Stored data entries:
....................

PR #722, opened 2017-09-07
COVER_DATA_DIR for *.coverdata

nevar:
Also make COVER_REPORT_DIR not override user value (if set before include erlang.mk).
Use incl_app in CT cover spec.

### DIFF
--- a/plugins/cover.mk
+++ b/plugins/cover.mk
@@ -2,23 +2,20 @@
 # Copyright (c) 2015, Viktor Söderqvist <viktor@zuiderkwast.se>
 # This file is part of erlang.mk and subject to the terms of the ISC License.
 
-COVER_REPORT_DIR = cover
+COVER_REPORT_DIR ?= cover
+COVER_DATA_DIR ?= $(CURDIR)
 
 # Hook in coverage to ct
 
 ifdef COVER
 ifdef CT_RUN
 ifneq ($(wildcard $(TEST_DIR)),)
-# All modules in 'ebin'
-COVER_MODS = $(notdir $(basename $(call core_ls,ebin/*.beam)))
-
 test-build:: $(TEST_DIR)/ct.cover.spec
 
-$(TEST_DIR)/ct.cover.spec:
-	$(verbose) echo Cover mods: $(COVER_MODS)
+$(TEST_DIR)/ct.cover.spec: cover-data-dir
 	$(gen_verbose) printf "%s\n" \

....................

INSTRUCTIONS TO FOLLOW:
Keeping each line exactly as it is, retype all of the data.

TASK RESULT:
PR #722, opened 2017-09-07
COVER_DATA_DIR for *.coverdata

nevar:
Also make COVER_REPORT_DIR not override user value (if set before include erlang.mk).
Use incl_app in CT cover spec.

### DIFF
--- a/plugins/cover.mk
+++ b/plugins/cover.mk
@@ -2,23 +2,20 @@
 # Copyright (c) 2015, Viktor Söderqvist <viktor@zuiderkwast.se>
 # This file is part of erlang.mk and subject to the terms of the ISC License.
 
-COVER_REPORT_DIR = cover
+COVER_REPORT_DIR ?= cover
+COVER_DATA_DIR ?= $(CURDIR)
 
 # Hook in coverage to ct
 
 ifdef COVER
 ifdef CT_RUN
 ifneq ($(wildcard $(TEST_DIR)),)
-# All modules in 'ebin'
-COVER_MODS = $(notdir $(basename $(call core_ls,ebin/*.beam)))
-
 test-build:: $(TEST_DIR)/ct.cover.spec
 
-$(TEST_DIR)/ct.cover.spec:
-	$(verbose) echo Cover mods: $(COVER_MODS)
+$(TEST_DIR)/ct.cover.spec: cover-data-dir
 	$(gen_verbose) printf "%s\n" \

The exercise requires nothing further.